- Try it
Scan the entries that follow for the word "mypy", then report every line in which it appears.

Data records
=== Section Start ===
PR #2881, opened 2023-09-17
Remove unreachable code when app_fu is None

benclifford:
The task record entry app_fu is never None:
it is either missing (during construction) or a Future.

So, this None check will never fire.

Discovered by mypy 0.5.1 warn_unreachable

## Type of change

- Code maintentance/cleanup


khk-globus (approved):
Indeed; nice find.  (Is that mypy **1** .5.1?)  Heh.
=== Section End ===
- Solution to the exercise
Discovered by mypy 0.5.1 warn_unreachable
Indeed; nice find.  (Is that mypy **1** .5.1?)  Heh.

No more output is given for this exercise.